Find every line containing the string "approved" in the data below, and report how many there are, with no other words.

__________

PR #20174, opened 2024-08-03
Unify Turret Control ID behaviour

JORJ949:
## About the PR 
Creates subtypes for turret controls for the below areas with their areas and access defined and places them on all rotation maps.
-AI Chamber
-AI Upload
-AI Perimeter
-Armory
-Armory Perimeter
-Computer Core

I also replaced the "AI satellite" area on donut 3 with "AI chamber" because donut 2 only uses that for the non-turret protected area and I didnt make a subtype for AI satellite for one map.

## Why's this needed? 
Fun fact: some armory turret controls could be used by anyone with upload access because they were not varedited to be null

### DIFF
--- a/code/obj/machinery/turret.dm
+++ b/code/obj/machinery/turret.dm
@@ -356,7 +356,7 @@ ADMIN_INTERACT_PROCS(/obj/machinery/turretid, proc/toggle_active, proc/toggle_le
 	var/emagged = 0
 	var/turretArea = null
 
-	req_access = list(access_ai_upload)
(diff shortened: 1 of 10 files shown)


JORJ949:
I have immediately instead considered just making subtypes that automatically set their turretProtectedArea and req_access to where they should be protecting and thats probably a better solution tbh

MyNameIsRomayne (approved):
This seems objectively good. Code looks fine, though I didn't load up to test any of it

As long as everything was properly mapped in strongdmm should be good

PR #20175, opened 2024-08-03
Add more radiation shields to Donut3 engineering

Cherman0:
## About the PR 

StrongDMM-2024-08-03 12 28 31

Adjusts a few things about Donut3 engineering so that it is possible to access all of the rooms around the singularity without being irradiated if the singularity is active. This includes connecting the engineering lounge to the singularity control room and gas storage to mechlab, replacing transparent doors with opaque doors, and adding more blast shields over windows looking into the singularity room.

To accomodate this a few pipes and wires were rerouted. Pipes were moved with an emphasis on avoiding going through the singularity area if possible, as pipes are often the most convenient way to feed items to the singularity and existing pipes can get in the way.

## Why's this needed? 

A while back I made a similar PR to this, but it was not very responsibly constructed and touched a lot of other random things. This should stay tighter within scope of relevant changes.

Currently most of engineering will become a radiation hazard once the singularity is on. Mr. Rathens dies of radiation poisoning and stinks up the place, and half the fish in the CEs fishtank die too. The whole place is basically a social dead-zone since you have to wear a radiation suit in order to not die horribly. This should fix that. The main singularity concourse is still radioactive, but not the surrounding rooms like the lobby, lounge, and CE office.

## Changelog 

```changelog
(u)Cherman0
(+)Donut3 engineering redesigned with OSHA radiation protection standards in mind.
```


soleilan:
Yeah it's pretty bad when new engineers arrive and enter the break room through the south maintenance and still literally go into crit before they can take stuff out of the lockers to gear up.

TobleroneSwordfish (approved):
Looks good!

TealSeer (approved):

JORJ949:
image
I like the CE having a door to their tank but it shouldnt be behind a crate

__________

▶ WRITTEN SOLUTION
3